Butterfly Yellow is the first young-adult novel by Thanhhà Lại, who won the National Book Award and a Newbery honor for her gorgeous debut middle-grade novel in verse, Inside Out & Back Again. Butterfly Yellow, a verse novel for older readers, is more complex; it’s also profoundly moving, slyly funny, and deeply humane. Hằng is a semireliable narrator, and much of the novel is about language barriers, which initially makes the book (deliberately) confusing. Rest assured that all becomes clear, and the ending is a cathartic, healing tour de force in which people prove to be truly kind. Adults and sophisticated teen readers will love it. It begins at the end of the Việtnam War, as our protagonist Hằng tries to flee the violence with her little brother Linh. Linh is ripped from her arms, and Hằng is left behind. Six years later, in 1981, Hằng is 18 and has arrived in Texas as a refugee, dead set on finding her brother. She meets up with LeeRoy, who has just graduated from high school and whose UT Austin professor parents seriously do not get his desire to be a rodeo cowboy when he’s never even ridden a bucking bronc. (Lại mines a lot of humor from LeeRoy’s determination to talk and act like a cowpoke.) Hằng finds Linh, but he’s been adopted by a white American family and doesn’t remember her. There’s a wild cast of characters: a slick Vietnamese American businessman, a white cantaloupe farmer, a Southern belle Tiger Mom. These vivid, disparate folks, and the way the fierce and determined Hằng slowly wrestles with her past trauma, are spectacularly drawn.

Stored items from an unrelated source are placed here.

PR #42285, opened 2026-09-08
feat(companion): point at a control rather than ringing it (JARVIS-1767)

alex-nork:
> Stacked on #42276 (and through it #42271, #42273). Their commits drop out of this diff as they merge.

## Why

A mark was a rectangle drawn as a ring, so it asserted where a thing **ends** as well as where it is. Extent is the half the accessibility tree cannot be trusted on. Every failure measured while building this was an extent failure; none was an aim failure:

| | aim | extent |
| --- | --- | --- |
| JARVIS-1759 (half-box offset) | right | wrong |
| iMovie `color balance` | right | ringed a 37×31 hit area around a 17×18 glyph |
| GarageBand `Plug-ins` | right | ringed the 31×25 disclosure chevron, not the row |

And the centres were right every time:

```
iMovie      color balance   frame centre (1110.5, 89.5)   glyph measured   (1110.25, 89.25)
GarageBand  Plug-ins        frame centre (664.5, 971.5)   chevron measured (662.5, 965.5)
```

We were drawing the unreliable half of the data and discarding the reliable half.

## What changes

A named control resolves to the **middle of its frame** and is drawn as an **arrow**. An arrow makes the weaker claim — the one the tree can actually support — and it degrades gently: 15pt of error puts a ring around the wrong thing and leaves an arrow pointing at the right one.

The tip stops 10px short of the point, keeping the ring's own promise that what you are sent to stays as visible as it was.

**Bounds keep the ring**, for an extent that *is* the message: a region of an image, an area of a canvas, a panel named as a whole.

## The tag is on the wire

`CompanionCoachmark` is now a discriminated union of `region` and `point`. The kind travels rather than being inferred from whether a `width` is present, because the kind is what decides whether `x`/`y` mean a place or a corner — and a reader guessing between those two is precisely the shape of JARVIS-1759. There's a test that the schema rejects an untagged mark.

## No more guessing as a fallback

A name that resolves to nothing used to be answered with "give bounds instead". That is how a confident ring lands on empty space, which is what GarageBand did. The refusal now says to name something that is there or to say it out loud. The words are the better tool for a control we cannot find; JARVIS-1762 is the real answer for those.

## Test plan

- `bun run typecheck` clean in `clients/macos` and `clients/web`.
- 226 macOS tests, 20 renderer tests, 24 watch-frame tests, 4 skill tests: all green. New coverage for a point drawing an arrow and not a ring, a region still drawing a ring, the arrow hanging on the caption's side, turning over when the room is above, the caption clearing the arrow, and the wire refusing an untagged mark.
- Rendered the arrow headlessly in both directions plus the ring, and looked at it, before wiring anything.

## Notes for review

- **`AXActivationPoint` is deliberately not used.** It was published on only 1 of 3 elements I probed, and where it existed it equalled the frame centre, so reading it would cost an extra AX round trip per match for no measured gain. The ticket said otherwise; this is the change.
- `clients/web/src/index.css` is hand-formatted and not Prettier-clean repo-wide, so the block was inserted by hand: **+23 lines, no reformat churn**.
- The arrow is drawn in window pixels rather than surface fractions on purpose — a head shaped by percentages is a different shape on every surface. Only the tip is placed by fraction, which is the part that must be exact.


alex-nork:
@codex review

alex-nork:
@codex review

alex-nork:
@codex review

alex-nork:
@codex review

alex-nork:
@codex review

PR #42315, opened 2026-09-08
Fix Windows ARM signing and certificate rotation checks

m-abboud:
## Summary

- Build the CLI runtime, helper, and preview handler on native x64/ARM64 runners, then transfer those payloads and the stamped app manifest to x64 runners for packaging and signing. Azure Artifact Signing does not support Windows ARM runners, which causes the ARM job's `SignTool failed with exit code 3`.
- Require every manifest binary and installer to have a valid Authenticode signature from the configured publisher. Azure certificate rotation can produce multiple valid thumbprints within one release; the x64 job failed the previous single-thumbprint check after signing succeeded.
- Document the build and signing stages. The existing dev-only ARM failure allowance and staging/production gates are preserved.

## Validation

- `actionlint` passes with only the existing `windows-11-vs2026-arm` label excluded from its outdated runner catalog.
- `git diff --check` passes.
- Checked the payload archive against electron-builder's resource inputs and native target selection. End-to-end signing still requires a Windows release run.
- Evidence: [failed release run](https://github.com/vellum-ai/vellum-assistant/actions/runs/34284807561), [Azure runner requirements](https://github.com/Azure/artifact-signing-action#runner-requirements).

## Original prompt

Finish setting up Windows signing in CD after configuring the shared Azure signing account. The ARM release failed during signing, and the same release's x64 job then rejected valid signatures with two certificate thumbprints. Fix these failures while retaining the shared signing configuration and GitHub credential secrets.

---

<a href="https://app.devin.ai/review/vellum-ai/vellum-assistant/pull/42315" target="_blank">
  <picture>
    Devin Review
  </picture>
</a>

### DIFF
--- a/.github/workflows/release-windows.yaml
+++ b/.github/workflows/release-windows.yaml
@@ -66,8 +66,8 @@ jobs:
           fi
           echo "sentry_upload=$HAS_SENTRY" >> "$GITHUB_OUTPUT"
 
-  build-and-sign:
-    name: Build and sign (Windows ${{ matrix.arch }})
+  build:
+    name: Build native payload (Windows ${{ matrix.arch }})
     needs: [preflight]
     runs-on: ${{ matrix.runner }}
     timeout-minutes: 90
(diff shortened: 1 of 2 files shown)


m-abboud:
Review focus (medium risk): check that the native payload handoff preserves each architecture's CLI modules, helper, preview handler, and stamped app version. Signature verification requires both Windows trust validation and the configured publisher, while permitting different certificate thumbprints. PR checks do not execute this reusable release workflow, so the next dev release must confirm packaging and signing for both architectures.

Ink Knows No Borders: Poems of the Immigrant and Refugee Experience, edited by Patrice Vecchione and Alyssa Raymond, opens with a quote from Simone Weil: “To be rooted is perhaps the most important and least recognized need of the human soul.” Most children’s poetry collections are mediocre at best; this is emphatically not. It spotlights great poets who write for adults as well as accomplished poets who write for kids. Some are Jews, reflecting on their arrivals from Russia in recent years or on a parent’s experience in the more distant past. But my favorite poem is one we read at our Seder last year, called simply “Refugees,” by British poet Brian Bilston:

They have no need of our help
So do not tell me
These haggard faces could belong to you or me
Should life have dealt a different hand
We need to see them for who they really are
Chancers and scroungers
Layabouts and loungers
With bombs up their sleeves
Cut-throats and thieves
They are not
Welcome here
We should make them
Go back to where they came from
They cannot
Share our food
Share our homes
Share our countries
Instead let us
Build a wall to keep them out
It is not OK to say
These are people just like us
A place should only belong to those who are born there
Do not be so stupid to think that
The world can be looked at another way.

Now read the poem from the bottom to the top.

Marjorie Ingall is a former columnist for Tablet, the author of Mamaleh Knows Best, and a frequent contributor to the New York Times Book Review.